REQUIREMENT: Set down the material in full. Keep every line exactly as it is.

# # #

PR #3390, opened 2025-03-27
Add bitmerge as inverse of bitslice

BsAtHome:
The inverse function of bit slicing is bit merging. Add the component bitmerge to do so.
Also, prevent bitslice to read the source pin multiple times because volatiles are not cached and re-loaded on every dereference.
This is a slightly better implementation than originally submitted in #3386. The current version is not using a floating bit-mask. However, the compiler optimizer stages are so good nowadays that, either way, code will be fast when multiple volatile loads are prevented.

### DIFF
--- a/docs/man/.gitignore
+++ b/docs/man/.gitignore
@@ -261,6 +261,7 @@ man9/axis.9
 man9/axistest.9
 man9/bin2gray.9
 man9/biquad.9
+man9/bitmerge.9
 man9/bitslice.9
 man9/bitwise.9
 man9/bldc.9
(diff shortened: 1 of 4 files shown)


BsAtHome:
> I wonder if you can already use 64 bit data types here?

That depends on what you connect the pin to. If you do, then you can only connect it to u64 pins or need to do a conversion. If you don't, you can only connect to u32 pins or need a conversion.

However, the status quo is u32 and moving it to u64 means an incompatible change wrt. all existing use if you change it.

hansu:
Yes you are right, we should change all at the same time.

andypugh:
> Yes you are right, we should change all at the same time.
This is a work-in-progress: https://github.com/LinuxCNC/linuxcnc/compare/master...andypugh/long_hal_ints

By default the "weighted sum" component does exactly the same as bitmerge. Are we sure we need both?

BsAtHome:
Although mathematically both (can) perform the same job, the weighted sum component is a very inefficient way to perform bit-merging.

Also, the weighted sum component uses signed output, whereas the bitslice component uses unsigned input. Therefore, the results from slicing a value and putting it back together with weighted sum are not identical.

PR #522, opened 2020-07-20
feat(note): close button

marcolink:
# Purpose of PR

This pull request adds an optional flag to add a close icon to the Note component.

## PR Checklist

- [ ] Tests are passing


packages/forma-36-react-components/src/components/Note/Note.css
```diff
@@ -58,3 +65,19 @@
   display: flex;
   margin-top: 1px;
 }
+
+.Note__dismiss {
```
domarku, line 69: I think the button needs some space on the left to avoid clashing with the text (image 1)

Screenshot 2020-07-21 at 11 01 06

(I did it with `margin-left` but not sure if that's the right approach)

...and perhaps a `margin-bottom: auto` to avoid it having a taller click area than it should.

Before:
Screenshot 2020-07-21 at 11 01 38

After:
Screenshot 2020-07-21 at 11 02 05

packages/forma-36-react-components/src/components/Note/Note.css
```diff
@@ -58,3 +65,19 @@
...
+  cursor: pointer;
+  outline: none;
+  margin-top: 0;
+  margin-right: 0;
+  margin-left: auto;
+  pointer-events: all;
+  display: flex;
+}
+
+.Note__dismiss span {
```
m10l, line 81: If you take @domarku's suggestion for using `margin-bottom: auto` we can get rid of this bit of CSS completely

packages/forma-36-react-components/src/components/Note/Note.css
m10l: +1

marcolink: Screenshot 2020-07-21 at 22 57 50

To keep the button floating right, I had to apply the margin to the middle content block (in case we show the close button). There might be better CSS solutions that I don't know off :)

domarku: Looks good to me! 👍

packages/forma-36-react-components/src/components/Note/Note.tsx
```diff
@@ -57,6 +61,20 @@ export class Note extends Component<NoteProps> {
...
+          <IconButton
+            buttonType="secondary"
+            iconProps={{ icon: 'Close' }}
+            onClick={() => {
+              if (this.props.onClose) {
+                this.props.onClose();
+              }
+            }}
+            testId="cf-ui-note-close"
+            label="Dismiss"
```
mshaaban0, line 74: <3

marcolink:
> LGTM, please note that the clickable area should be 44x44 pixels. [Target Size](https://www.w3.org/WAI/WCAG21/Understanding/target-size.html)

@mshaaban0 
Currently, it's the same size as we have for `IconButton` and `Notification` (where we show the same close `x`) which is 18x18.

But I agree with the specs you posted. Maybe it's worth creating the close icon as its own component.  
What do you think?

mshaaban0:
@marcolink not sure about it's own component 🤔 
I agree that the spec should be part of higher level component, maybe IconButton itself as minimum width, unless specified otherwise.

burakukula:
@marcolink what's up over here? Would you like to continue working on this one? 🙂

marcolink:
@burakukula 
Yes, I already discussed with @domarku how we should proceed, cause i'm a bit unclear about the right way to go forward.

gui-santos (approved):

burakukula:
@marcolink I think it's a good point, that @mshaaban0 made and we will address this issue, but I think it's better if would go ahead with your PR and we could solve the general `IconButton` issue in a separate PR. WDYT? This would unblock you I think. 🤔

m10l (approved):
I'd say leave the icon button size issue for now and this should be done on a wider scale so it's consistent with all components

# # #

WRITTEN RESPONSE:
PR #3390, opened 2025-03-27
Add bitmerge as inverse of bitslice

BsAtHome:
The inverse function of bit slicing is bit merging. Add the component bitmerge to do so.
Also, prevent bitslice to read the source pin multiple times because volatiles are not cached and re-loaded on every dereference.
This is a slightly better implementation than originally submitted in #3386. The current version is not using a floating bit-mask. However, the compiler optimizer stages are so good nowadays that, either way, code will be fast when multiple volatile loads are prevented.

### DIFF
--- a/docs/man/.gitignore
+++ b/docs/man/.gitignore
@@ -261,6 +261,7 @@ man9/axis.9
 man9/axistest.9
 man9/bin2gray.9
 man9/biquad.9
+man9/bitmerge.9
 man9/bitslice.9
 man9/bitwise.9
 man9/bldc.9
(diff shortened: 1 of 4 files shown)


BsAtHome:
> I wonder if you can already use 64 bit data types here?

That depends on what you connect the pin to. If you do, then you can only connect it to u64 pins or need to do a conversion. If you don't, you can only connect to u32 pins or need a conversion.

However, the status quo is u32 and moving it to u64 means an incompatible change wrt. all existing use if you change it.

hansu:
Yes you are right, we should change all at the same time.

andypugh:
> Yes you are right, we should change all at the same time.
This is a work-in-progress: https://github.com/LinuxCNC/linuxcnc/compare/master...andypugh/long_hal_ints

By default the "weighted sum" component does exactly the same as bitmerge. Are we sure we need both?

BsAtHome:
Although mathematically both (can) perform the same job, the weighted sum component is a very inefficient way to perform bit-merging.

Also, the weighted sum component uses signed output, whereas the bitslice component uses unsigned input. Therefore, the results from slicing a value and putting it back together with weighted sum are not identical.

PR #522, opened 2020-07-20
feat(note): close button

marcolink:
# Purpose of PR

This pull request adds an optional flag to add a close icon to the Note component.

## PR Checklist

- [ ] Tests are passing


packages/forma-36-react-components/src/components/Note/Note.css
```diff
@@ -58,3 +65,19 @@
   display: flex;
   margin-top: 1px;
 }
+
+.Note__dismiss {
```
domarku, line 69: I think the button needs some space on the left to avoid clashing with the text (image 1)

Screenshot 2020-07-21 at 11 01 06

(I did it with `margin-left` but not sure if that's the right approach)

...and perhaps a `margin-bottom: auto` to avoid it having a taller click area than it should.

Before:
Screenshot 2020-07-21 at 11 01 38

After:
Screenshot 2020-07-21 at 11 02 05

packages/forma-36-react-components/src/components/Note/Note.css
```diff
@@ -58,3 +65,19 @@
...
+  cursor: pointer;
+  outline: none;
+  margin-top: 0;
+  margin-right: 0;
+  margin-left: auto;
+  pointer-events: all;
+  display: flex;
+}
+
+.Note__dismiss span {
```
m10l, line 81: If you take @domarku's suggestion for using `margin-bottom: auto` we can get rid of this bit of CSS completely

packages/forma-36-react-components/src/components/Note/Note.css
m10l: +1

marcolink: Screenshot 2020-07-21 at 22 57 50

To keep the button floating right, I had to apply the margin to the middle content block (in case we show the close button). There might be better CSS solutions that I don't know off :)

domarku: Looks good to me! 👍

packages/forma-36-react-components/src/components/Note/Note.tsx
```diff
@@ -57,6 +61,20 @@ export class Note extends Component<NoteProps> {
...
+          <IconButton
+            buttonType="secondary"
+            iconProps={{ icon: 'Close' }}
+            onClick={() => {
+              if (this.props.onClose) {
+                this.props.onClose();
+              }
+            }}
+            testId="cf-ui-note-close"
+            label="Dismiss"
```
mshaaban0, line 74: <3

marcolink:
> LGTM, please note that the clickable area should be 44x44 pixels. [Target Size](https://www.w3.org/WAI/WCAG21/Understanding/target-size.html)

@mshaaban0 
Currently, it's the same size as we have for `IconButton` and `Notification` (where we show the same close `x`) which is 18x18.

But I agree with the specs you posted. Maybe it's worth creating the close icon as its own component.  
What do you think?

mshaaban0:
@marcolink not sure about it's own component 🤔 
I agree that the spec should be part of higher level component, maybe IconButton itself as minimum width, unless specified otherwise.

burakukula:
@marcolink what's up over here? Would you like to continue working on this one? 🙂

marcolink:
@burakukula 
Yes, I already discussed with @domarku how we should proceed, cause i'm a bit unclear about the right way to go forward.

gui-santos (approved):

burakukula:
@marcolink I think it's a good point, that @mshaaban0 made and we will address this issue, but I think it's better if would go ahead with your PR and we could solve the general `IconButton` issue in a separate PR. WDYT? This would unblock you I think. 🤔

m10l (approved):
I'd say leave the icon button size issue for now and this should be done on a wider scale so it's consistent with all components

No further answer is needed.